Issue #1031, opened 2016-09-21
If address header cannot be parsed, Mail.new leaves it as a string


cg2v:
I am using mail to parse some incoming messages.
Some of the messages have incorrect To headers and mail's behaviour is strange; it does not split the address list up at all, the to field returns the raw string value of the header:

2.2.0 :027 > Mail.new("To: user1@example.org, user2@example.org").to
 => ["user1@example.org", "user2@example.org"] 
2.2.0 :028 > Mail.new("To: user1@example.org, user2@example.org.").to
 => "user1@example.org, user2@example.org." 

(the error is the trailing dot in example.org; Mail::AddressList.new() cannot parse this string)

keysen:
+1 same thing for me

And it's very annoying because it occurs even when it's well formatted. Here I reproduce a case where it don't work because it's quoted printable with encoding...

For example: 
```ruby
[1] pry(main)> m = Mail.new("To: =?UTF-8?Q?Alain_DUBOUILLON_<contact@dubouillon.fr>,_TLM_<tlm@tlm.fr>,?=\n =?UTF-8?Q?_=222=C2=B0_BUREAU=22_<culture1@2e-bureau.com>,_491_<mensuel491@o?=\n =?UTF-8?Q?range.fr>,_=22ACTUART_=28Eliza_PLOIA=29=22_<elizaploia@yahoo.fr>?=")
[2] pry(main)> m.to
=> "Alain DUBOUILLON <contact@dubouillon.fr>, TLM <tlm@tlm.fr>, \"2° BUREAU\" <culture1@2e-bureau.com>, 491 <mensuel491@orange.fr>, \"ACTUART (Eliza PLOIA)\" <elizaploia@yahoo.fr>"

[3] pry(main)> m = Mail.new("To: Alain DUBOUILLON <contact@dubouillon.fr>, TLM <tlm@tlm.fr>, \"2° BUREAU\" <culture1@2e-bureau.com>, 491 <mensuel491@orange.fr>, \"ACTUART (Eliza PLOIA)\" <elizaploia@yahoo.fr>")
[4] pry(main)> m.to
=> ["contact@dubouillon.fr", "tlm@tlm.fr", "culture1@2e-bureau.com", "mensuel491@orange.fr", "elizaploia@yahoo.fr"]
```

::::::

Using the entries above, give back exactly the line containing "I am using mail", the line containing "Some of the", and every line between them, and nothing else.

I am using mail to parse some incoming messages.
Some of the messages have incorrect To headers and mail's behaviour is strange; it does not split the address list up at all, the to field returns the raw string value of the header:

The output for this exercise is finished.